**YOUR TASK**
Nothing in the records should be left out; transcribe them exactly.

DATA SUPPLIED START

PR #2165, opened 2024-06-18
Adjust log4j configuration to use `SizeBasedTriggeringPolicy` and include RollverStrategy

### LINKED ISSUE #2163: Logfile rotation isn't removing old log files
Current log4j configuration is performing logfile rotation using `TimeBasedTriggeringPolicy` which rotates file each hour.
This configuration isn't removing old log files and this can led to usage of all disk space.

Cute-Monster:
This PR resolves #2163.

With the following settings `logs` directory content look is: 
image

### DIFF
--- a/config/log4j.properties
+++ b/config/log4j.properties
@@ -2,11 +2,20 @@
 # Copyright 2017 LinkedIn Corp. Licensed under the BSD 2-Clause License (the "License"). See License in the project root for license information.
 #
 
+# ===============
+# Properties
+# ===============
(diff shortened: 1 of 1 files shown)


CCisGG (changes requested):
Hi I think we intentionally use time based rolling strategy as it is useful during debugging issues. I think you can config the max retention time for your logs.

We would probably close this PR for the above reason, but please feel free to make the change to your own fork.

mhratson:
There's no single solution for everyone so  please add  wiki/documentation how to configure it instead. Can reference this PR as an example.

Issue #2168, opened 2024-06-23
java.lang.NoSuchMethodError: 'java.lang.String kafka.server.KafkaConfig.ListenersProp()' when running MetricsReporter for Kafka 3.8


HenryCaiHaiying:
When running embedded MetricsReporter with the upcoming Kafka 3.8, hit the following exception:

[2024-06-18 16:08:06,722] ERROR [KafkaServer id=1025] Fatal error during KafkaServer startup. Prepare to shutdown (kafka.server.KafkaServer)
java.lang.NoSuchMethodError: 'java.lang.String kafka.server.KafkaConfig.ListenersProp()'
        at com.linkedin.kafka.cruisecontrol.metricsreporter.CruiseControlMetricsReporter.getBootstrapServers(CruiseControlMetricsReporter.java:129)

HenryCaiHaiying:
The root cause is Kafka 3.8 (maybe also 3.7) refactored the core module for many configuration parameters, see this PR: https://github.com/apache/kafka/commit/1b301b30207ed8fca9f0aea5cf940b0353a1abca?diff=split&w=0#diff-8eb3e01716508551f203b0b37c2d5f951e93cce7ffed7c00c2b33633d7c8ed23

HenryCaiHaiying:
The easiest fix is just to use hard-coded literal string 'listeners' for this config parameter, the name of this parameter is unlikely to change (otherwise it will break million's customer's server.properties).  Although you can try to change the variable name reference from KafkaConfig.ListenersProp() to SocketServerConfigs.LISTENERS_CONFIG, but SocketServerConfigs is also a new class introduced in Kafka 3.8, to do that you would have to create a new CC branch migrate_to_3_8 to make the compilation work, but maintaining different branches for different kafka version is cumbersome and hard to maintain in the long run.

HenryCaiHaiying:
See fix: https://github.com/linkedin/cruise-control/pull/2169/files

mhratson:
#2169 is merged

PR #2169, opened 2024-06-23
Use literal config name for listeners and broker.id config

HenryCaiHaiying:
Fix issue: https://github.com/linkedin/cruise-control/issues/2168

When running embedded MetricsReporter with the upcoming Kafka 3.8, hit the following exception:

[2024-06-18 16:08:06,722] ERROR [KafkaServer id=1025] Fatal error during KafkaServer startup. Prepare to shutdown (kafka.server.KafkaServer) java.lang.NoSuchMethodError: 'java.lang.String kafka.server.KafkaConfig.ListenersProp()' at com.linkedin.kafka.cruisecontrol.metricsreporter.CruiseControlMetricsReporter.getBootstrapServers(CruiseControlMetricsReporter.java:129)

The root cause is Kafka 3.8 (maybe also 3.7) refactored the core module for many configuration parameters, see this PR: apache/kafka@1b301b3?diff=split&w=0#diff-8eb3e01716508551f203b0b37c2d5f951e93cce7ffed7c00c2b33633d7c8ed23

The easiest fix is just to use hard-coded literal string 'listeners' for this config parameter, the name of this parameter is unlikely to change (otherwise it will break million's customer's server.properties). Although you can try to change the variable name reference from KafkaConfig.ListenersProp() to SocketServerConfigs.LISTENERS_CONFIG, but SocketServerConfigs is also a new class introduced in Kafka 3.8, to do that you would have to create a new CC branch migrate_to_3_8 to make the compilation work, but maintaining different branches for different kafka version is cumbersome and hard to maintain in the long run.

This also applies on another property broker.id

This PR resolves #<Replace-Me-With-The-Issue-Number-Addressed-By-This-PR>.

### DIFF
--- a/cruise-control-metrics-reporter/src/main/java/com/linkedin/kafka/cruisecontrol/metricsreporter/CruiseControlMetricsReporter.java
+++ b/cruise-control-metrics-reporter/src/main/java/com/linkedin/kafka/cruisecontrol/metricsreporter/CruiseControlMetricsReporter.java
@@ -25,7 +25,6 @@ import java.util.concurrent.ConcurrentHashMap;
 import java.util.concurrent.ExecutionException;
 import java.util.concurrent.TimeUnit;
 import java.util.concurrent.TimeoutException;
-import kafka.server.KafkaConfig;
 import org.apache.kafka.clients.ClientUtils;
 import org.apache.kafka.clients.CommonClientConfigs;
 import org.apache.kafka.clients.admin.AdminClient;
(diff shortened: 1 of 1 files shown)


zornhsu (commented):
+1
Suggest we merge this change to `main` instead of maintaining a new `migrate_to_3_8` branch

mimaison:
> The easiest fix is just to use hard-coded literal string 'listeners' for this config parameter, the name of this parameter is unlikely to change (otherwise it will break million's customer's server.properties). Although you can try to change the variable name reference from KafkaConfig.ListenersProp() to SocketServerConfigs.LISTENERS_CONFIG, but SocketServerConfigs is also a new class introduced in Kafka 3.8, to do that you would have to create a new CC branch migrate_to_3_8 to make the compilation work, but maintaining different branches for different kafka version is cumbersome and hard to maintain in the long run.

`KafkaConfig` is not part of the public API, this is why its structure changed without a KIP or deprecation notice. `SocketServerConfigs` is not part of the public API either. So using the string literals, which are part of the public API, is in my opinion the best option to make the Cruise Control metrics reporter work with Kafka 3.8.

Cruise Control still depends on many non-public APIs but at least this quick fix addresses this immediate issue, as 3.8 will release shortly and is already being tested by several organizations.

HenryCaiHaiying:
I don't see any objections, can we move forward to merge in this PR?

mimaison:
@CCisGG Can you take a look? Thanks

fvaleri:
+1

DATA SUPPLIED END

**SOLVED PROBLEM**
PR #2165, opened 2024-06-18
Adjust log4j configuration to use `SizeBasedTriggeringPolicy` and include RollverStrategy

### LINKED ISSUE #2163: Logfile rotation isn't removing old log files
Current log4j configuration is performing logfile rotation using `TimeBasedTriggeringPolicy` which rotates file each hour.
This configuration isn't removing old log files and this can led to usage of all disk space.

Cute-Monster:
This PR resolves #2163.

With the following settings `logs` directory content look is: 
image

### DIFF
--- a/config/log4j.properties
+++ b/config/log4j.properties
@@ -2,11 +2,20 @@
 # Copyright 2017 LinkedIn Corp. Licensed under the BSD 2-Clause License (the "License"). See License in the project root for license information.
 #
 
+# ===============
+# Properties
+# ===============
(diff shortened: 1 of 1 files shown)


CCisGG (changes requested):
Hi I think we intentionally use time based rolling strategy as it is useful during debugging issues. I think you can config the max retention time for your logs.

We would probably close this PR for the above reason, but please feel free to make the change to your own fork.

mhratson:
There's no single solution for everyone so  please add  wiki/documentation how to configure it instead. Can reference this PR as an example.

Issue #2168, opened 2024-06-23
java.lang.NoSuchMethodError: 'java.lang.String kafka.server.KafkaConfig.ListenersProp()' when running MetricsReporter for Kafka 3.8


HenryCaiHaiying:
When running embedded MetricsReporter with the upcoming Kafka 3.8, hit the following exception:

[2024-06-18 16:08:06,722] ERROR [KafkaServer id=1025] Fatal error during KafkaServer startup. Prepare to shutdown (kafka.server.KafkaServer)
java.lang.NoSuchMethodError: 'java.lang.String kafka.server.KafkaConfig.ListenersProp()'
        at com.linkedin.kafka.cruisecontrol.metricsreporter.CruiseControlMetricsReporter.getBootstrapServers(CruiseControlMetricsReporter.java:129)

HenryCaiHaiying:
The root cause is Kafka 3.8 (maybe also 3.7) refactored the core module for many configuration parameters, see this PR: https://github.com/apache/kafka/commit/1b301b30207ed8fca9f0aea5cf940b0353a1abca?diff=split&w=0#diff-8eb3e01716508551f203b0b37c2d5f951e93cce7ffed7c00c2b33633d7c8ed23

HenryCaiHaiying:
The easiest fix is just to use hard-coded literal string 'listeners' for this config parameter, the name of this parameter is unlikely to change (otherwise it will break million's customer's server.properties).  Although you can try to change the variable name reference from KafkaConfig.ListenersProp() to SocketServerConfigs.LISTENERS_CONFIG, but SocketServerConfigs is also a new class introduced in Kafka 3.8, to do that you would have to create a new CC branch migrate_to_3_8 to make the compilation work, but maintaining different branches for different kafka version is cumbersome and hard to maintain in the long run.

HenryCaiHaiying:
See fix: https://github.com/linkedin/cruise-control/pull/2169/files

mhratson:
#2169 is merged

PR #2169, opened 2024-06-23
Use literal config name for listeners and broker.id config

HenryCaiHaiying:
Fix issue: https://github.com/linkedin/cruise-control/issues/2168

When running embedded MetricsReporter with the upcoming Kafka 3.8, hit the following exception:

[2024-06-18 16:08:06,722] ERROR [KafkaServer id=1025] Fatal error during KafkaServer startup. Prepare to shutdown (kafka.server.KafkaServer) java.lang.NoSuchMethodError: 'java.lang.String kafka.server.KafkaConfig.ListenersProp()' at com.linkedin.kafka.cruisecontrol.metricsreporter.CruiseControlMetricsReporter.getBootstrapServers(CruiseControlMetricsReporter.java:129)

The root cause is Kafka 3.8 (maybe also 3.7) refactored the core module for many configuration parameters, see this PR: apache/kafka@1b301b3?diff=split&w=0#diff-8eb3e01716508551f203b0b37c2d5f951e93cce7ffed7c00c2b33633d7c8ed23

The easiest fix is just to use hard-coded literal string 'listeners' for this config parameter, the name of this parameter is unlikely to change (otherwise it will break million's customer's server.properties). Although you can try to change the variable name reference from KafkaConfig.ListenersProp() to SocketServerConfigs.LISTENERS_CONFIG, but SocketServerConfigs is also a new class introduced in Kafka 3.8, to do that you would have to create a new CC branch migrate_to_3_8 to make the compilation work, but maintaining different branches for different kafka version is cumbersome and hard to maintain in the long run.

This also applies on another property broker.id

This PR resolves #<Replace-Me-With-The-Issue-Number-Addressed-By-This-PR>.

### DIFF
--- a/cruise-control-metrics-reporter/src/main/java/com/linkedin/kafka/cruisecontrol/metricsreporter/CruiseControlMetricsReporter.java
+++ b/cruise-control-metrics-reporter/src/main/java/com/linkedin/kafka/cruisecontrol/metricsreporter/CruiseControlMetricsReporter.java
@@ -25,7 +25,6 @@ import java.util.concurrent.ConcurrentHashMap;
 import java.util.concurrent.ExecutionException;
 import java.util.concurrent.TimeUnit;
 import java.util.concurrent.TimeoutException;
-import kafka.server.KafkaConfig;
 import org.apache.kafka.clients.ClientUtils;
 import org.apache.kafka.clients.CommonClientConfigs;
 import org.apache.kafka.clients.admin.AdminClient;
(diff shortened: 1 of 1 files shown)


zornhsu (commented):
+1
Suggest we merge this change to `main` instead of maintaining a new `migrate_to_3_8` branch

mimaison:
> The easiest fix is just to use hard-coded literal string 'listeners' for this config parameter, the name of this parameter is unlikely to change (otherwise it will break million's customer's server.properties). Although you can try to change the variable name reference from KafkaConfig.ListenersProp() to SocketServerConfigs.LISTENERS_CONFIG, but SocketServerConfigs is also a new class introduced in Kafka 3.8, to do that you would have to create a new CC branch migrate_to_3_8 to make the compilation work, but maintaining different branches for different kafka version is cumbersome and hard to maintain in the long run.

`KafkaConfig` is not part of the public API, this is why its structure changed without a KIP or deprecation notice. `SocketServerConfigs` is not part of the public API either. So using the string literals, which are part of the public API, is in my opinion the best option to make the Cruise Control metrics reporter work with Kafka 3.8.

Cruise Control still depends on many non-public APIs but at least this quick fix addresses this immediate issue, as 3.8 will release shortly and is already being tested by several organizations.

HenryCaiHaiying:
I don't see any objections, can we move forward to merge in this PR?

mimaison:
@CCisGG Can you take a look? Thanks

fvaleri:
+1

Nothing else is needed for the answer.